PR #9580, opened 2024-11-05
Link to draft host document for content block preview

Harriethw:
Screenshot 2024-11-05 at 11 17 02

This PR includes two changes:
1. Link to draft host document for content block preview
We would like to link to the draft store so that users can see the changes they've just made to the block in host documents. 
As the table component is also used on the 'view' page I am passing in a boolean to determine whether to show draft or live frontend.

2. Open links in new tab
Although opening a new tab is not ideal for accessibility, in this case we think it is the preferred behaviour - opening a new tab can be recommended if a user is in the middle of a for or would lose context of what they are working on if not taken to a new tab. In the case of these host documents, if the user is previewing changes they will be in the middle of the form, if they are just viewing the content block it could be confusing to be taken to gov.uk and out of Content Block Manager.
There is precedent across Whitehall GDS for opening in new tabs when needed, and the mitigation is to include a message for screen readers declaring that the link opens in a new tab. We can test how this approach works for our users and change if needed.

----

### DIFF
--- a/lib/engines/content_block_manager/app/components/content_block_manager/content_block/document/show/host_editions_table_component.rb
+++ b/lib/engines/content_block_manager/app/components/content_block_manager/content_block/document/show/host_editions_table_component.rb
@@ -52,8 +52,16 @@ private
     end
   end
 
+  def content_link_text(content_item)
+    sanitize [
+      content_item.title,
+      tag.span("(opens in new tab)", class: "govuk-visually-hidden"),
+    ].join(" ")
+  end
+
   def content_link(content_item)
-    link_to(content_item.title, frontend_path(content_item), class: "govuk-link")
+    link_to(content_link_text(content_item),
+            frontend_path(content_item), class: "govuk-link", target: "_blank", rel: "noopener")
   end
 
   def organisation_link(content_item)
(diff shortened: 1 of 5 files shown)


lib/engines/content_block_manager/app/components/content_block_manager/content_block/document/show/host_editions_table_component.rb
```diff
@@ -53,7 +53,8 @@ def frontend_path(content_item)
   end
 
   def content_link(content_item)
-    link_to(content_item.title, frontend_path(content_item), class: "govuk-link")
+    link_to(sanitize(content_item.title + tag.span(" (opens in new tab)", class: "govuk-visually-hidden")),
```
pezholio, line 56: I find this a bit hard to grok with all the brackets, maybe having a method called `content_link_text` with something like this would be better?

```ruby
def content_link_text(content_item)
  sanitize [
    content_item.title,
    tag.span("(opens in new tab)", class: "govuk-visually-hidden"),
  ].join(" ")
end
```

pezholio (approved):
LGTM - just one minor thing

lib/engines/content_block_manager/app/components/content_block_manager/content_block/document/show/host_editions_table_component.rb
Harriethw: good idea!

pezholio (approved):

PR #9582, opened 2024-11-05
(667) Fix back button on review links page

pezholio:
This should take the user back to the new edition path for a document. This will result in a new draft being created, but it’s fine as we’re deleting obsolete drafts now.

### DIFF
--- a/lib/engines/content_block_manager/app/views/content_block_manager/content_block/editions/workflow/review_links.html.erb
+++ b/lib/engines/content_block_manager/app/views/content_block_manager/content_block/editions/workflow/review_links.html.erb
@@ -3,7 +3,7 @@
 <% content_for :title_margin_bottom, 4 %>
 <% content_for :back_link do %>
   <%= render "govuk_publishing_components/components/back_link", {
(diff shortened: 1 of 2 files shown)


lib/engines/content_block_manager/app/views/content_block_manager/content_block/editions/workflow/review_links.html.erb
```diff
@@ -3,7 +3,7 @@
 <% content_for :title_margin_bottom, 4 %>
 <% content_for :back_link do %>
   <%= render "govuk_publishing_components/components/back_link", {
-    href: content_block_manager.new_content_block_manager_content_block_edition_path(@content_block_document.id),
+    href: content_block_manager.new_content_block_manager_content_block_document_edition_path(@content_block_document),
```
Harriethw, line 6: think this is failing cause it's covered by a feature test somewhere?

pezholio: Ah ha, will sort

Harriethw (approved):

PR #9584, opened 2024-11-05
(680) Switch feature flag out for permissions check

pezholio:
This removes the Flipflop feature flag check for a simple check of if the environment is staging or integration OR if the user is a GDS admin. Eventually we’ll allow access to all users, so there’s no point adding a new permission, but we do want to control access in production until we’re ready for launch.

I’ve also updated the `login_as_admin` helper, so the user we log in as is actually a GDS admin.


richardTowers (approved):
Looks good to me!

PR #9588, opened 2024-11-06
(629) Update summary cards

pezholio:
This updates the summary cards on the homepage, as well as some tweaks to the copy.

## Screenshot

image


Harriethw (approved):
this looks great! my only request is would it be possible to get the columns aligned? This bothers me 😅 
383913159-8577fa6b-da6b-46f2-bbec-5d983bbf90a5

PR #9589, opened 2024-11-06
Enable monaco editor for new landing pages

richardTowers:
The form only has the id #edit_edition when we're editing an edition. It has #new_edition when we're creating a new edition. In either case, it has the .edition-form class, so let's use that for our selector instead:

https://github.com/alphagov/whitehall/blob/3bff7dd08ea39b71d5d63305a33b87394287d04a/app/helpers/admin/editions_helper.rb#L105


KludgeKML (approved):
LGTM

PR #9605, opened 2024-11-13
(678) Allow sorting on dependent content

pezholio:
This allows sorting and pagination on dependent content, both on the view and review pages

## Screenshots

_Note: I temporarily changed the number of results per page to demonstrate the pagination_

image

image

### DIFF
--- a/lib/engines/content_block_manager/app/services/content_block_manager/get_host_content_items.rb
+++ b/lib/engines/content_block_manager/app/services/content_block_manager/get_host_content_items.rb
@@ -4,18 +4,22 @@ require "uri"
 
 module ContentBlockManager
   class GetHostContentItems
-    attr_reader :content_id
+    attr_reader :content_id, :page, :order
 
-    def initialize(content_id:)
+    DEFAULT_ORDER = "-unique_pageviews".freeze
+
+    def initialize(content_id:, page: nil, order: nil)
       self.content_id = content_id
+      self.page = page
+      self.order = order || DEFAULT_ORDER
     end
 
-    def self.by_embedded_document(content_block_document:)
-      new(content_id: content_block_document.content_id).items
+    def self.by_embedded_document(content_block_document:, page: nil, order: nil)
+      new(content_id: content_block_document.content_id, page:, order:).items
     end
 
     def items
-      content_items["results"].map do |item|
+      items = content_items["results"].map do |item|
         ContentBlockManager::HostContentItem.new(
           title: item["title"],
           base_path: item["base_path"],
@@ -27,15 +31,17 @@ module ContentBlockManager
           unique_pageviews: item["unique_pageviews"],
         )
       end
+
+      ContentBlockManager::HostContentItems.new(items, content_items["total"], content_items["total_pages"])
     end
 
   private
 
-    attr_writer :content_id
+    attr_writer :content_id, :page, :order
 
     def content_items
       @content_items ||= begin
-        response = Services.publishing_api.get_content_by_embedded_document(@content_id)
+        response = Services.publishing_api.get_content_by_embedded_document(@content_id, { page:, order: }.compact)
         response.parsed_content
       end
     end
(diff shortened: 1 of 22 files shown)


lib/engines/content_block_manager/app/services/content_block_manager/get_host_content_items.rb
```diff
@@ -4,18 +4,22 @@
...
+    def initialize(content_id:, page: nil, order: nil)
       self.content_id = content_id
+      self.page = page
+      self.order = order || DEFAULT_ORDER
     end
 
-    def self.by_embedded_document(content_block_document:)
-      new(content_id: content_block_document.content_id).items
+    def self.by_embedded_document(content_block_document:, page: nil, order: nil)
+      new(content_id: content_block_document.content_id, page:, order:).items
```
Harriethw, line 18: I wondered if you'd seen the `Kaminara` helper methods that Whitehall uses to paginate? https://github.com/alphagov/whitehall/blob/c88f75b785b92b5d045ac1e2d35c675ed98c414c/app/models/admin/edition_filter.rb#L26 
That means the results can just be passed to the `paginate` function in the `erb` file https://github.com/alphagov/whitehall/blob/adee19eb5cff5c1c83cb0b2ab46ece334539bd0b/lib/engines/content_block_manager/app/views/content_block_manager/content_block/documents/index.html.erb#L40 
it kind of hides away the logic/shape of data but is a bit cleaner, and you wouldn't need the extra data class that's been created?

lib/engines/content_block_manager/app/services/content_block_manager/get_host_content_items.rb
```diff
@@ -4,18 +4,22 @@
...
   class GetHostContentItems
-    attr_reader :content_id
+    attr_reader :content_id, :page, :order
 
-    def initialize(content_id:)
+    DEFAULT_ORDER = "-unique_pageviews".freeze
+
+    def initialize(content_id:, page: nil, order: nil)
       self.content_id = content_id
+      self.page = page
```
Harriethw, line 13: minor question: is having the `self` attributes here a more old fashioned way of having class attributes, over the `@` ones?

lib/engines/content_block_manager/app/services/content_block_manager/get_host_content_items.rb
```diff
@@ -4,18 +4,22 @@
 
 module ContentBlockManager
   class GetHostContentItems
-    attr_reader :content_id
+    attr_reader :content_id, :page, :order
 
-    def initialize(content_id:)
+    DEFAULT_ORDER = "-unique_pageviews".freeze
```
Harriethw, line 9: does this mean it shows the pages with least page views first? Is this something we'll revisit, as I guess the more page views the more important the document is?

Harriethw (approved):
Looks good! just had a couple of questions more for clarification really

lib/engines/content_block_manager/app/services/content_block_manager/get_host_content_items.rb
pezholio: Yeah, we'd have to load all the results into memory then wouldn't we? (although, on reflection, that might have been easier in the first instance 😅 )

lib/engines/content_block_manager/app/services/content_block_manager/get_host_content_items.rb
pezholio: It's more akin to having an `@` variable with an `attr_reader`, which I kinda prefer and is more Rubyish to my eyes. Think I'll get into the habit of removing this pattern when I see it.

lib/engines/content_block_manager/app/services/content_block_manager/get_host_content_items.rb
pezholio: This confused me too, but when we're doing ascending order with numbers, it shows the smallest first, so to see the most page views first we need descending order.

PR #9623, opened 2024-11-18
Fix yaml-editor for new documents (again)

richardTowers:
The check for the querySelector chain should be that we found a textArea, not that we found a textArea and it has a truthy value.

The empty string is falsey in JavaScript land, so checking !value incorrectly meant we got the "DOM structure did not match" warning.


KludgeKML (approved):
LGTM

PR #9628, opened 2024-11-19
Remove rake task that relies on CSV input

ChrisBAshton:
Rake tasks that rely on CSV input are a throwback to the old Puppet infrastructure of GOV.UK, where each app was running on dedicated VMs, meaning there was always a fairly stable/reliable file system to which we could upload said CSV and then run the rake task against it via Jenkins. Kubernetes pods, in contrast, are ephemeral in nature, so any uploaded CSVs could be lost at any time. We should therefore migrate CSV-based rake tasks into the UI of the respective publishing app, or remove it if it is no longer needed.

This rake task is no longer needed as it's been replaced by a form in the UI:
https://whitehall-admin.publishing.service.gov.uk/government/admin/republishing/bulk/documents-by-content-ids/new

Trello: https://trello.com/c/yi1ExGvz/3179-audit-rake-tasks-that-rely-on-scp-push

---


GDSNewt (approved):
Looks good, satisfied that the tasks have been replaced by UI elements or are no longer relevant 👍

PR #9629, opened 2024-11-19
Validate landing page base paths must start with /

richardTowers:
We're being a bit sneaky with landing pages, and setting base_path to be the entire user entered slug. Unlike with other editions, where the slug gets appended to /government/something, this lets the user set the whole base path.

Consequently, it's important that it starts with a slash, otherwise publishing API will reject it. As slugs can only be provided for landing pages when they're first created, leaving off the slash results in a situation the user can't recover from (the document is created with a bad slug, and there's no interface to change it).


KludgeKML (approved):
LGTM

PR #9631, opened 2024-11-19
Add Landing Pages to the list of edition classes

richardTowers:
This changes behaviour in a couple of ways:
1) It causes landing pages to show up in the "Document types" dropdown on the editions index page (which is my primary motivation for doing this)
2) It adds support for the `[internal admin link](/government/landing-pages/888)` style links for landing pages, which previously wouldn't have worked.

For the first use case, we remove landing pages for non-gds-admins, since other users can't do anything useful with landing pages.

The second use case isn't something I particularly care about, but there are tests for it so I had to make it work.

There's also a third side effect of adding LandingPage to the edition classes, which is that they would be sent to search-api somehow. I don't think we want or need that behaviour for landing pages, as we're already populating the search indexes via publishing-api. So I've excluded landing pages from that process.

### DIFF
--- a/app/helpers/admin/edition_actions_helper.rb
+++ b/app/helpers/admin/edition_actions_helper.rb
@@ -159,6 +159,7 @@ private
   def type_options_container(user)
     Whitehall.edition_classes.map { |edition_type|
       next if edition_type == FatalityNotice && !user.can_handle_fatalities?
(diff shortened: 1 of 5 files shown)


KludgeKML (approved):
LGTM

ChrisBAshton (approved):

=-=-=

AIM OF THE TASK - Show me every line of the entries above that holds "sorting".

WRITTEN SOLUTION -
(678) Allow sorting on dependent content
This allows sorting and pagination on dependent content, both on the view and review pages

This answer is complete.